Strong Marriages | Former Home Contractors, Dr. Dewey & Lynne Wilson, Build Homes on the Foundation of God’s Word

Although the mustard plant has one of the tiniest seeds, its resulting foliage can spread up to 20 feet. So can the smallest happenstance, in God’s hand, bloom with far-reaching implications. The birth of marriage ministry, Strong Marriages, started from one step of faith. Just like many marriage champions, Dr. Dewey and Lynne Wilson were asked to mentor a couple from church on the brink of divorce. Although the Wilsons recognized their own marriage was not in the place it needed to be, they felt compelled to try. 

“I knew if we were going to help them, we needed help ourselves,” Lynne said. They started leading the couple through God’s word and conflict resolution tools they learned from a minister friend. After five months, the crisis couple’s relationship was restored to the point they were able to celebrate their 20th wedding anniversary. As the Wilsons leaned into others, they learned how to resolve conflict to the benefit of their own marriage. Word spread, and within four months, the Wilsons were mentoring 11 divorce-minded couples at the same time. 

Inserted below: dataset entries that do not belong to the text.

PR #2394, opened 2026-08-20
Bump Go version to 1.27.0

Hayden-IO:
This is a prereq to #2352, to use crypto/mldsa.

This also fixes new linter failures around manual manipulation of ECDSA key parameters. There is now a method to parse a private key, and an invalid key no longer causes a panic.


loosebazooka:
this has been rebased on main and updated for other changes in #2415

PR #2396, opened 2026-08-24
Add retryable HTTP transport

crazy-max:
#### Summary

This adds a shared no-dependency HTTP retry package to `github.com/sigstore/sigstore` so Sigstore clients and services have a common retry transport instead of each package choosing its own third-party helper or reimplementing retry policy locally. This is related to the sigstore-go work in https://github.com/sigstore/sigstore-go/pull/671, where default TUF downloads needed retry behavior and `github.com/hashicorp/go-retryablehttp` was not the right dependency tradeoff for this codebase.

The API keeps normal `net/http` integration as the main contract. Callers can create a retrying client with `httpretry.NewClient()` or wrap an existing base transport with `httpretry.NewTransport(...)`, and the implementation remains an `http.RoundTripper` rather than a separate request execution framework. The default policy retries transient request errors, HTTP 429, status code 0, and HTTP 5xx responses except 501, while avoiding retries for context cancellation, context deadlines, TLS certificate failures, invalid protocol or header configuration, and redirect-limit failures.

The default backoff uses capped exponential delay with jitter and honors `Retry-After` for HTTP 429 and 503 responses. The transport also closes failed response bodies before retrying and avoids retrying requests with bodies that cannot be replayed, which prevents callers from accidentally resending partial or empty request data. The scope is intentionally limited to the reusable retry behavior Sigstore callers need, without adding logging hooks, custom request wrapper types, a broad client framework, or new dependencies.

#### Release Note

A shared HTTP retry package was added with a retrying transport, default retry policy, jittered backoff, `Retry-After` handling, and request replay safeguards.

#### Documentation

No documentation update is required. Callers can use this utility directly from the Go package documentation by constructing a retrying client with `httpretry.NewClient()` or wrapping an existing transport with `httpretry.NewTransport(...)`.

cc @Hayden-IO

### DIFF
--- a/pkg/httpretry/client.go
+++ b/pkg/httpretry/client.go
@@ -1,0 +1,284 @@
+//
+// Copyright 2026 The Sigstore Authors.
+//
+// Licensed under the Apache License, Version 2.0 (the "License");
+// you may not use this file except in compliance with the License.
+// You may obtain a copy of the License at
+//
+//     http://www.apache.org/licenses/LICENSE-2.0
+//
+// Unless required by applicable law or agreed to in writing, software
+// distributed under the License is distributed on an "AS IS" BASIS,
+// WITHOUT WARRANTIES OR CONDITIONS OF ANY KIND, either express or implied.
+// See the License for the specific language governing permissions and
+// limitations under the License.
+
+package httpretry
+
+import (
+	"context"
+	"crypto/x509"
+	"errors"
+	"io"
+	"math/rand/v2"
+	"net/http"
+	"net/url"
+	"strconv"
+	"strings"
+	"time"
+)
+
+const (
+	// DefaultMaxRetries is the default number of times to retry a failed request.
+	DefaultMaxRetries = 4
+	// DefaultWaitMin is the default minimum time to wait between attempts.
+	DefaultWaitMin = time.Second
+	// DefaultWaitMax is the default maximum time to wait between attempts.
+	DefaultWaitMax = 30 * time.Second
+)
+
+const drainBodyLimit = 2 * 1024 * 1024
+
+// CheckRetry decides whether a response or error should be retried.
+type CheckRetry func(req *http.Request, resp *http.Response, err error) bool
+
+// Backoff decides how long to wait before the next attempt.
+type Backoff func(waitMin, waitMax time.Duration, attempt int, resp *http.Response) time.Duration
+
+// Transport is an HTTP transport that retries transient failures. A Transport
+// must not be modified after first use.
+type Transport struct {
+	// Base is the underlying transport used for each attempt. If nil,
+	// http.DefaultTransport is used.
+	Base http.RoundTripper
+	// MaxRetries is the number of times a failed request is retried.
+	MaxRetries int
+	// WaitMin is the minimum backoff between attempts.
+	WaitMin time.Duration
+	// WaitMax is the maximum backoff between attempts.
+	WaitMax time.Duration
+	// CheckRetry decides which responses and errors are retried. If nil,
+	// DefaultRetryPolicy is used.
+	CheckRetry CheckRetry
+	// Backoff decides how long to wait between retries. If nil, DefaultBackoff
+	// is used.
+	Backoff Backoff
+}
+
+// NewClient returns an HTTP client with a retrying transport.
+func NewClient() *http.Client {
+	return &http.Client{
+		Transport: NewTransport(nil),
+	}
+}
+
+// NewTransport returns a transport with the default retry settings.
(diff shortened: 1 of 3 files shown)


Hayden-IO:
Overall this looks good! This is pretty similar to what I had proposed in https://github.com/sigstore/rekor/pull/293, though I think this approach looks cleaner. I asked Bob, one of the other service maintainers, to take a pass as well.

crazy-max:
fixed lint issues

pkg/httpretry/client.go
```diff
@@ -0,0 +1,293 @@
...
+	default:
+		return false
+	}
+}
+
+// DefaultBackoff returns an exponential backoff delay with jitter, capped
+// between min and max. It honors Retry-After for HTTP 429 and 503 responses
+// when present.
+func DefaultBackoff(waitMin, waitMax time.Duration, attempt int, resp *http.Response) time.Duration {
+	if retryAfter := retryAfterDelay(resp); retryAfter > 0 {
```
bobcallaway: if a server returns a `Retry-After` > `waitMax, it looks like we ignore the requested maximum here?

pkg/httpretry/client.go
```diff
@@ -0,0 +1,293 @@
...
+	// is used.
+	Backoff Backoff
+}
+
+// NewClient returns an HTTP client with a retrying transport.
+func NewClient() *http.Client {
+	return &http.Client{
+		Transport: NewTransport(nil),
+	}
+}
```
bobcallaway:
```suggestion
func NewClient() *http.Client {
    base := http.DefaultTransport.(*http.Transport).Clone()
	return &http.Client{
		Transport: NewTransport(base),
	}
}
```

pkg/httpretry/client.go
```diff
@@ -0,0 +1,293 @@
...
+
+func closeIdleConnections(transport http.RoundTripper) {
+	type closeIdler interface {
+		CloseIdleConnections()
+	}
+	if closer, ok := transport.(closeIdler); ok {
+		closer.CloseIdleConnections()
+	}
+}
```
bobcallaway:
```suggestion
}

// CloseIdleConnections closes idle connections held by the underlying transport.
  func (t *Transport) CloseIdleConnections() {
      closeIdleConnections(t.base)
  }
```

pkg/httpretry/client.go
bobcallaway: this would give each client its own pool

pkg/httpretry/client.go
```diff
@@ -0,0 +1,293 @@
...
+func sleep(ctx context.Context, delay time.Duration, transport http.RoundTripper) error {
+	if delay <= 0 {
+		return ctx.Err()
+	}
+	timer := time.NewTimer(delay)
+	defer timer.Stop()
+
+	select {
+	case <-ctx.Done():
+		closeIdleConnections(transport)
```
bobcallaway: why would you close idle connections just because this particular request context is complete?

pkg/httpretry/client.go
```diff
@@ -0,0 +1,293 @@
...
+// NewClient returns an HTTP client with a retrying transport.
+func NewClient() *http.Client {
+	return &http.Client{
+		Transport: NewTransport(nil),
+	}
+}
+
+// NewTransport returns a transport with the default retry settings.
+func NewTransport(base http.RoundTripper) *Transport {
+	return &Transport{
```
bobcallaway:
```suggestion
func NewTransport(base http.RoundTripper) *Transport {
	if base == nil {
	    base = http.DefaultTransport.(*http.Transport).Clone()
	}
	return &Transport{
```

bobcallaway: if no transport is given, i think cloning the default one is the correct move rather than reusing it

pkg/httpretry/client.go
bobcallaway: if `Retry-After` > `waitMax`, wouldn't you want `waitMax` to take precedence?

pkg/httpretry/client.go
crazy-max: hum yeah closing idle connections from one request context cancellation is too broad for a shared transport. I will remove that and make the retry sleep just returns the request context error

pkg/httpretry/client.go
crazy-max: yes makes sense. Will change `DefaultBackoff` so `waitMax` still bounds the returned delay even when the server sends `Retry-After`.

bobcallaway (approved):

thaJeztah:
@Hayden-IO PTAL 🤗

They realized, “If God could use our story and us, surely there were others he could use,” Lynne said. They identified a few couples who would be willing to help them put together a marriage mentoring process with training they could scale. The mentoring program became Strong Marriages and has now involved tens of thousands of couples since it officially began 20 years ago. Dewey and Lynne write and meticulously review all the Strong Marriages curriculum, including a workbook titled Devoted full of biblical principles and practical marriage tools they use to train and disciple mentors. Devoted is available in Spanish as Complementidos.  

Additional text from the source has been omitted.